The Roc has been sick, his throwing up while riding the bus to school on Monday morning was just a precursor to the breathing issues and high fever that were coming. It’s Wednesday and he’s home from school again today and I’m tired. Now I am physically tired as well as mentally exhausted. I “slept” in the Roc’s bed again last night, administering nebulizer treatments every couple hours, taking his temperature, lightly rubbing the broiling skin on his arms and belly, laying awake watching the fast rate of his shallow breath, and all the while debating whether to make a trip up to the ER. I was completely wide awake from 1 am – 3 am, and then at 3:30 am I brushed my teeth, got dressed and threw my contacts into the overnight bag I had packed for the hospital, only to have the Roc plead with me to go to sleep. I waffled and decided to do another treatment and keep my vigil. I was up all night.
But not only was I up because I was worried about the Roc’s breathing, I was up because my “anxiety induced insomnia” is kicking in. Yesterday I got an email from the school’s special ed coordinator confirming the date and time for the Roc’s school placement meeting. It is next Thursday. They all know already that I want the Roc to repeat kindergarten. His birthday is in August, so he essentially entered kindergarten this year a few weeks after turning 5. All year long as his classmates have been turning 6, my boy is still 5. So he’s young, and he’s a male – notoriously immature in comparison to girls of the same age, and every year when he is tested by his developmental pediatrician he is 12 – 18 months behind his peers. So this year I sent a chronologically 5 year old to kindergarten, but the reality is that I sent a barely 4 year old to school if you look at his development. And then add Autism and all it’s complications – receptive and expressive language issues, social skills, play skills, sensory issues, etc. to the mix and I see gobs of reasons holding him back at this early stage in his schooling will do the most good for him. Luckily when I spoke to the special ed coordinator on the phone a few weeks ago she made it seem as if having the Roc retained in kindergarten wouldn’t be a problem, but I see another potential problem that has me making mental lists in my head in the night and running for my computer to document it all as soon as the sun comes up in the morning.

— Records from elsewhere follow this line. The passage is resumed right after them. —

PR #14561, opened 2024-03-09
Update tooltip to work on disabled elements

brianjhanson:
Updates the `craft-tooltip` to work for disabled elements. To pull this off, we changed the API just a bit. The biggest change is that the tooltip now grabs the text for the tooltip from `aria-label` rather than from the `innerText`. 

To use the tooltip with disabled elements, you can wrap the element with the `<craft-tooltip`. The previous behavior is still available if you add a `self-managed` property to the tooltip. 

When `craft-tooltip` is used as a wrapper, it will look for an `a`, `button` or `[role="button"]` and use that as the trigger for the tooltip. 

```html
<craft-tooltip aria-label="Text for the tooltip">
  <button type="button" disabled>Some Action</button>
</craft-tooltip>
```

This brings our tooltip more in line with [spectrum's API](https://spectrum.adobe.com/page/tooltip/) and [GitHub Primer](https://primer.style/components/tooltip).

### DIFF
--- a/src/controllers/ElementsController.php
+++ b/src/controllers/ElementsController.php
@@ -886,23 +886,26 @@ class ElementsController extends Controller
         if ($isDraft && !$isCurrent && $canSave && $canSaveCanonical) {
             /** @phpstan-ignore-next-line */
             $disabled = $canonical->hasMethod('isEntryTypeCompatible') && !$element->isEntryTypeCompatible();
-            $btnContent = Craft::t('app', 'Apply draft');
-            if ($disabled) {
-                $btnContent .= ' <craft-tooltip>' .
-                    Craft::t(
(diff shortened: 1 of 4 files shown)


i-just:
Thanks, Brian! 
It works like I’d expect it to, except the `disabled` attribute shouldn’t be added because it prevents the element from being tabbable. Removing `'disabled' => $disabled` (from [here](https://github.com/craftcms/cms/pull/14561/files#diff-aee2e79d39f0844ff1b3633c4c8ad09b7f6a18ff355d1242b07f7d8041431d54R892)) makes it possible to tab into the "Apply draft" button and see the tooltip, but you still can’t activate it, which is exactly what I was after :)

PR #14564, opened 2024-03-11
Add `static` hint in ActiveRecord inherited @method docblock

soulseekah:
Static code analysis tools (namely PHPStan) think that this method is non-static. Adding the static hint as per https://docs.phpdoc.org/3.0/guide/references/phpdoc/tags/method.html helps this.


brandonkelly:
Thanks!

PR #14571, opened 2024-03-11
Accessibility improvements

brianjhanson:
### Description

Accessibility issues from the audit

### Related issues
- [PT-63](https://linear.app/craftcms/issue/PT-63/verification-code-input-doesnt-have-an-accessible-name)
- [PT-64](https://linear.app/craftcms/issue/PT-64/qr-code-key-input-doesnt-have-an-accessible-name)
- [PT-1281](https://linear.app/craftcms/issue/PT-1281/focus-is-not-visible-for-active-option-in-status-menu)
- [PT-80](https://linear.app/craftcms/issue/PT-80/the-status-menu-listbox-contains-children-roles-that-are-not-allowed)
- [PT-1293](https://linear.app/craftcms/issue/PT-129/update-table-in-element-selector-modal-for-keyboard-and-screen-reader)


src/templates/_elements/toolbar.twig
```diff
@@ -36,7 +36,7 @@
                 {% endif %}
             </ul>
             {% if isAdministrative %}
-                {% if showStatusMenu %}<hr class="padded">{% endif %}
+                {% if showStatusMenu %}<hr class="padded" aria-hidden="true">{% endif %}
```
brianjhanson, line 39: @gcamacho079 not sure this is the best fix for [PT-80](https://linear.app/craftcms/issue/PT-80/the-status-menu-listbox-contains-children-roles-that-are-not-allowed) but it works.

gcamacho079: Great solution! 👍🏼 It’s a subtle difference, but `role="presentation"` also quiets the error while saying: “Ignore the usual semantics here.”

brianjhanson: @gcamacho079 is one better than the other? I'm happy to switch it to `role="presentation"` if that's more desirable.

gcamacho079: Yes, let's switch that over! Appreciation!

gcamacho079 (changes requested):
Just a couple things:
- [ ] The QR code input should have a visible label as well
- [ ] For PT-1282, the checkmark and disabled status icons should also inherit the text color

brianjhanson:
> The QR code input should have a visible label as well

Is it okay if this is just an `aria-label` on the SVG element? The QR code contains the same information as the input, it's just an alternate display of it.

gcamacho079 (approved):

I emailed the special ed coordinator asking who would be invited to the placement meeting and I was surprised when she responded that the special ed coordinator of the Roc’s feeder pattern school will be coming. That is the school he was supposed to go this year, the school that when I viewed the 2 inclusion rooms that share a special ed teacher and para last year I didn’t think would fit the Roc. Not enough help. Instead we choose the classroom set up he is currently in – 25 students total, 5 with some sort of need, a full time teacher, a full time special ed teacher, and a full time para all in that same room. A ratio of 5 needy students to 2 adults. Very good odds in my opinion. The Roc has done well in this classroom this year and in retaining him I want the same kind of set up again next year. I think his success is in direct relation to the amount of available help in the room. There are 2 kindergarten rooms in the district with this low needy student/adult ratio and I want the Roc to be placed in the second classroom next year. I already know that because the special ed coordinator from the feeder pattern school is invited to the meeting the district is planning on recommending the “less help” inclusion room, which they call “full inclusion.” I am guessing that they are going to justify it by saying that the Roc is too dependent on adults and needs to learn more independence and it will be his second time around being presented with kindergarten material.
So I am stressed and not sleeping. Stressed to realize that I will probably have to plead the Roc’s case for the more supported inclusion room. Stressed by the stress. Incredulous that I feel this way again, thinking that there are always going to be times during the year that I will lay awake at night pondering these decisions and worrying that I’m making the wrong choice, damaging him somehow.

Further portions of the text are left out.